Dataset items

═══

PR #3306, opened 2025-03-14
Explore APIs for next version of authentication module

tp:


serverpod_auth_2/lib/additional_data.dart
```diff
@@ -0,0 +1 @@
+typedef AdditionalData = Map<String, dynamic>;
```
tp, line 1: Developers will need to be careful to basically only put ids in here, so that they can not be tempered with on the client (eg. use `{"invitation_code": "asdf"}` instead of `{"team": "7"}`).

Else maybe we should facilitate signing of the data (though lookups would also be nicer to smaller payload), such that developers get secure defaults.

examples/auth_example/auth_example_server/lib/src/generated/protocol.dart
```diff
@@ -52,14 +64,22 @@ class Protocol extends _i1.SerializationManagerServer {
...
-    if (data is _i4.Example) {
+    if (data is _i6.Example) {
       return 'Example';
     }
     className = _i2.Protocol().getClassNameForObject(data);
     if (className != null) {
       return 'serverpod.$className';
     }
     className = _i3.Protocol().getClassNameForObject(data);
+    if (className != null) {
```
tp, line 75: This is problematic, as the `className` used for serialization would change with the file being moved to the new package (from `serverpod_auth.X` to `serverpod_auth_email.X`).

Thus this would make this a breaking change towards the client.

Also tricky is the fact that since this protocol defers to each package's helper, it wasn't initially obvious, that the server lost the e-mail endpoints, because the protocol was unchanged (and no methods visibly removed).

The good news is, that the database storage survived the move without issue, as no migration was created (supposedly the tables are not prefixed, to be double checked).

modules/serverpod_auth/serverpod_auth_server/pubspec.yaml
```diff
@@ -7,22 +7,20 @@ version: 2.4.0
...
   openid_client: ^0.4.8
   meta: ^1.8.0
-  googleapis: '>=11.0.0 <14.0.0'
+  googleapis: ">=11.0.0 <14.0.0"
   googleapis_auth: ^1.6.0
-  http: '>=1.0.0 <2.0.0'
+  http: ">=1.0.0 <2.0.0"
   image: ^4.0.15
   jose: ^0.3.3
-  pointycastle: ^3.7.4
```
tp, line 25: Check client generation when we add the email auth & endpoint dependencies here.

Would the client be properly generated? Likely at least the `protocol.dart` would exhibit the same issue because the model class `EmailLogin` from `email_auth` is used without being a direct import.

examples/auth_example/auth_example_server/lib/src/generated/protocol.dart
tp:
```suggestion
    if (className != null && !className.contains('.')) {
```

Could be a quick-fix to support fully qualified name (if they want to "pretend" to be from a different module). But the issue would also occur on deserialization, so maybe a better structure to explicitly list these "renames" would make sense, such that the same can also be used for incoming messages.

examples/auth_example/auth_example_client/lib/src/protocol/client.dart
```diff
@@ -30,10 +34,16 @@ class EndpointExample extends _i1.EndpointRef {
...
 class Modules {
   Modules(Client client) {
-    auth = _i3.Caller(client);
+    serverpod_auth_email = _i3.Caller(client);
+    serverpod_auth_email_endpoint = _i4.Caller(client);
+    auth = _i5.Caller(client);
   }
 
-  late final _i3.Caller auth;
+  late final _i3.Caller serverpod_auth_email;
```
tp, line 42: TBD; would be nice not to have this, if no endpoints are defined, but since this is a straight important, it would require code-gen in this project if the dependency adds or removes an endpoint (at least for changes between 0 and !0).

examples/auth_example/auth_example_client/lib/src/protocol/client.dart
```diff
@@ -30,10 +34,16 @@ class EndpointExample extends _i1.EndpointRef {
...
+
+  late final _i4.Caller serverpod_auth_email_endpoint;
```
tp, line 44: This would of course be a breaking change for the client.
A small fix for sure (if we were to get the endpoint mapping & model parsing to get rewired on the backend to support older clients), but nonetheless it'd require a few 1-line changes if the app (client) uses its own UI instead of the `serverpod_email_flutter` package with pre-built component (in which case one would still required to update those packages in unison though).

═══

> Problem to solve:
From the entries above, work out the number of lines containing the string "without" and give that number by itself.

> Task output:
2